The Pope is very concerned about the situation in Venezuela, and recently the Vatican canceled a trip of its Chancellor to Caracas. The Vatican likely prefers to wait and understand the odds of the other scenario, the one the other chancelleries fear as well. That is the scenario of a country that spins beyond control, as political scientist Michael Penfold put it. Power blackouts and hunger could be the triggers of a popular upheaval (nurses in hospital nurseries now routinely find dead infants in the incubators after power outages, and 30% of the population eats only twice a day).

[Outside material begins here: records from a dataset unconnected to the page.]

PR #6, opened 2019-12-10
Add extensions to build separate artifacts with MKL and/or CUDA enabled

### LINKED ISSUE #4: Current default build is MKL
This is painful for machines which don't have MKL installed. The MKL version bound against is the one using Intel's OpenMP, which is even less likely to be available on a machine (plus it's MKL-ML, not regular MKL nor MKL DNN - now DNNL).

We should make the build system a little more configurable, or at least set the default build to be something that works everywhere (even if the performance is worse).

I keep running into this when testing things on different machines here, none of which have MKL, and I have to get approvals for new inbound libraries.

**System information**
- OS Platform and Distribution (e.g., Linux Ubuntu 16.04): Linux
- TensorFlow installed from (source or binary): source
- TensorFlow version: 2.0

saudet:
Fixes #4

Usage should be clear from the modifications to the README.md. I've tested this on Linux, all builds pass and it runs, but some of the unit tests fail with CUDA. I think it just has to do with limited memory on my GPU though.

### DIFF
--- a/tensorflow-core/tensorflow-core-api/src/main/java/org/tensorflow/c_api/AbstractTF_Tensor.java
+++ b/tensorflow-core/tensorflow-core-api/src/main/java/org/tensorflow/c_api/AbstractTF_Tensor.java
@@ -32,14 +32,7 @@ public abstract class AbstractTF_Tensor extends Pointer {
     /** TensorFlow crashes if we don't pass it a deallocator, so... */
     protected static Deallocator_Pointer_long_Pointer dummyDeallocator = new Deallocator_Pointer_long_Pointer() {
         @Override public void call(Pointer data, long len, Pointer arg) { }
-    };
-
-    static {
-        PointerScope s = PointerScope.getInnerScope();
-        if (s != null) {
-            s.detach(dummyDeallocator);
-        }
-    }
+    }.retainReference();
 
     /** A reference to prevent deallocation. */
     protected Pointer pointer;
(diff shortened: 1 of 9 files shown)


tensorflow-core/tensorflow-core-api/src/main/java/org/tensorflow/c_api/AbstractTF_Tensor.java
```diff
@@ -32,14 +32,7 @@
...
         @Override public void call(Pointer data, long len, Pointer arg) { }
-    };
-
-    static {
-        PointerScope s = PointerScope.getInnerScope();
-        if (s != null) {
-            s.detach(dummyDeallocator);
-        }
-    }
+    }.retainReference();
```
Craigacp: This change doesn't look related to the rest of the PR?

saudet: It's needed for JavaCPP 1.5.2, which changed a bit how `PointerScope` works to accommodate for reference counting. It doesn't affect anything since it's not being used right now, and it might never be either, if that gets fixed upstream and this hack is no longer needed.

karllessard:
This seems good to me, @sjamesr do you also want to take a look? Basically it allows us to distribute TF in 4 flavors: "vanilla", "w/mkl", "w/gpu" and "w/mkl+gpu"

PR #13, opened 2020-01-12
Add API definitions for new V2 operations

karllessard:
When we migrated from TF 1.15 to 2.0 (and now 2.1), we did not generated the [API definitions](https://github.com/tensorflow/java/tree/master/tensorflow-core/tensorflow-core-api/src/bazel/api_def) for the new operations that came in these versions, so they all ended up in the "core" package at the root of the ops hierarchy.

This PR make some attempts to organize the new endpoints in the current hierarchy (note that picking the right group for an operation is a bit arbitrary since there is no clear guidelines on how to do it... @sjamesr ?). 

The PR also include the following changes:

- Actually, it is possible to access a operation group either via a getter method (i.e. `ops.math().add(...)`) or via a public field (i.e. `ops.math.add(...)`), which leads to inconsistency. I removed the methods so only the public fields now remain.

- An operation can now be classified into subgroups, like packages. For example, annotating an operation wrapper with `@Operator(group="group.experimental")` will generate an endpoint accessible from `ops.group.experimental.myOp()`


Craigacp:
Looks like there are some JavaCPP related changes in the middle of this PR? Is that due to an update to TF 2.1?

Otherwise it looks good.

karllessard:
@Craigacp I think the JavaCPP stuff is there due to the fact that when its version was updated in [this PR](https://github.com/tensorflow/java/pull/6/files), the changes in the generated files were not committed.

Some comments on this: It is useful to have generated files in the sources for reference but it comes with its lot of inconveniences, such as making PRs very large on small changes in the generator code, or having Git always reporting local changes just by compiling the library (since the order of processing in the annotation-processor is non-deterministic). Maybe we should reevaluate this decision, to be discussed.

Keeping the opposition acting in Congress from having any effect, and forcing its leaders to react losing lucidity and union in the din of a battle set up with that aim, means that Maduro and the Chavista entourage are undoubtedly still able to handle the outlet of the pressure cooker with some competence. Even so, according to Ollarves and others, the political, economic and social crisis and measures such as the fabricated “state of exception” might now mark the beginning of the end of Chavismo.
If things changed, some in the Chavista military and civilian establishment could be brought before courts, if only for human rights abuses. Thus, so far, it seems that the leadership chose to create a big cloud of dust — a country deteriorated to the extreme — to cover up what goes on, and raise the price for their withdrawing from power.
It happens week after week in this rich nation, where parts of the population are now starving. At La Isabelica, Caracas, likely the largest affordable housing community in Latin America with 70,000 inhabitants, some of the looted stores were greengrocers. People took to the streets blocking access to the roads with improvised barricades after yet another blackout.
The police shot tear gas and fired at two men, but since their families are also hungry, some policeman joined the looters. “I’d rather be shot than starve to death,” said a woman.